Requirement
Lines from the start of the data through the line containing "private _authorizationResult: AuthorizationResult" must be given again exactly. Leave the others out.

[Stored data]
════

PR #304, opened 2022-10-19
Ignore outcome of irrelevant transacts

steveluscher:
Once you've made the move to disconnect, any in-flight `transact` calls are no longer relevant. Silently ignore the return values and any exceptions thrown from them.

#### Test plan

1. Move to connect
2. Without interacting with the wallet, switch back to the web browser
3. Disconnect

Observe that you can click to connect again, and that timeout errors from the previous connection attempt _do not surface_.

https://user-images.githubusercontent.com/13243/196566996-2b719a20-7ae1-4fb6-9fcd-113940467465.mov

Addresses https://github.com/solana-labs/wallet-adapter/issues/611

### DIFF
--- a/js/packages/wallet-adapter-mobile/src/adapter.ts
+++ b/js/packages/wallet-adapter-mobile/src/adapter.ts
@@ -68,6 +68,12 @@ export class SolanaMobileWalletAdapter extends BaseMessageSignerWalletAdapter {
     private _authorizationResult: AuthorizationResult | undefined;
     private _authorizationResultCache: AuthorizationResultCache;
     private _connecting = false;
+    /**
+     * Every time the connection is recycled in some way (eg. `disconnect()` is called)
+     * increment this and use it to make sure that `transact` calls from the previous
+     * 'generation' don't continue to do work and throw exceptions.
+     */
+    private _connectionGeneration: number = 0;
     private _cluster: Cluster;
     private _onWalletNotFound: (mobileWalletAdapter: SolanaMobileWalletAdapter) => Promise<void>;
     private _publicKey: PublicKey | undefined;
@@ -242,6 +248,8 @@ export class SolanaMobileWalletAdapter extends BaseMessageSignerWalletAdapter {
 
     async disconnect(): Promise<void> {
         this._authorizationResultCache.clear(); // TODO: Evaluate whether there's any threat to not `awaiting` this expression
+        this._connecting = false;
+        this._connectionGeneration++;
         delete this._authorizationResult;
         delete this._publicKey;
         delete this._selectedAddress;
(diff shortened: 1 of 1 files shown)


jordansexton:
I'm not sure if this is possible, but what about making it so that if the context switches back to the app without completing the connect step on the wallet side, it rejects the pending promise in the app? To me this is akin to closing the wallet popup.

I'm thinking about this from the perspective of a

jordansexton:
I'm thinking about this from the perspective of a dapp, but it's probably not going to have a separate "disconnect" button like we do in the example. Most dapps already don't, and especially with screen real estate limited on mobile, I see very low chance of it.

steveluscher:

════

Response for this exercise
PR #304, opened 2022-10-19
Ignore outcome of irrelevant transacts

steveluscher:
Once you've made the move to disconnect, any in-flight `transact` calls are no longer relevant. Silently ignore the return values and any exceptions thrown from them.

#### Test plan

1. Move to connect
2. Without interacting with the wallet, switch back to the web browser
3. Disconnect

Observe that you can click to connect again, and that timeout errors from the previous connection attempt _do not surface_.

https://user-images.githubusercontent.com/13243/196566996-2b719a20-7ae1-4fb6-9fcd-113940467465.mov

Addresses https://github.com/solana-labs/wallet-adapter/issues/611

### DIFF
--- a/js/packages/wallet-adapter-mobile/src/adapter.ts
+++ b/js/packages/wallet-adapter-mobile/src/adapter.ts
@@ -68,6 +68,12 @@ export class SolanaMobileWalletAdapter extends BaseMessageSignerWalletAdapter {
     private _authorizationResult: AuthorizationResult | undefined;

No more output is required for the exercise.